Ilan Yaron
Department of Medicine, Hadassah Hebrew University Medical Center, Jerusalem, Israel.
Front Digit Health. 2020 Dec 3;2:569178. doi: 10.3389/fdgth.2020.569178. eCollection 2020.
Artificial intelligence (AI) digital health systems have drawn much attention over the last decade. However, their implementation into medical practice occurs at a much slower pace than expected. This paper reviews some of the achievements of first-generation AI systems, and the barriers facing their implementation into medical practice. The development of second-generation AI systems is discussed with a focus on overcoming some of these obstacles. Second-generation systems are aimed at focusing on a single subject and on improving patients' clinical outcomes. A personalized closed-loop system designed to improve end-organ function and the patient's response to chronic therapies is presented. The system introduces a platform which implements a personalized therapeutic regimen and introduces quantifiable individualized-variability patterns into its algorithm. The platform is designed to achieve a clinically meaningful endpoint by ensuring that chronic therapies will have sustainable effect while overcoming compensatory mechanisms associated with disease progression and drug resistance. Second-generation systems are expected to assist patients and providers in adopting and implementing of these systems into everyday care.

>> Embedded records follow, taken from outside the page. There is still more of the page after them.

PR #10337, opened 2021-09-16
Fixed getMasterRequest() deprecations

brusch:


blankse:
@brusch getMainRequest doesn't exists in symfony/http-foundation 5.2.0
Is part of 5.3.0. So you must bump composer, right?

brusch:
@blankse you're totally right - good catch! Thanks!

blankse:
@brusch I wonder why the phpstan test lowest also get 5.3. Seems to be impossible to get 5.2.0 now.

Edit: symfony/security-bundle is 5.3 and require  symfony/http-foundation 5.3. So it can't be 5.2

brusch:
@blankse true, but should be fixed anyway 😉

lib/Http/RequestHelper.php
```diff
@@ -82,17 +82,32 @@ public function getRequest(Request $request = null)
      */
     public function hasMasterRequest(): bool
```
jdreesen, line 83: I'd say this should be deprecated and replaced by `hasMainRequest()`, too.

brusch: Absolutely 😊 See b3fd6ee1370c764478daaf1a50fe66632ec6067d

在过去十年中,人工智能(AI)数字健康系统备受关注。然而,它们在医学实践中的应用速度比预期要慢得多。本文回顾了第一代人工智能系统的一些成就,以及它们在医学实践中应用所面临的障碍。文中讨论了第二代人工智能系统的发展,重点是克服其中一些障碍。第二代系统旨在专注于单一主题并改善患者的临床结局。本文介绍了一个旨在改善终末器官功能和患者对慢性治疗反应的个性化闭环系统。该系统引入了一个实施个性化治疗方案的平台,并将可量化的个体差异模式引入其算法中。该平台旨在通过确保慢性治疗具有可持续效果,同时克服与疾病进展和耐药性相关的代偿机制,从而实现具有临床意义的终点。预计第二代系统将帮助患者和医疗服务提供者在日常护理中采用和实施这些系统。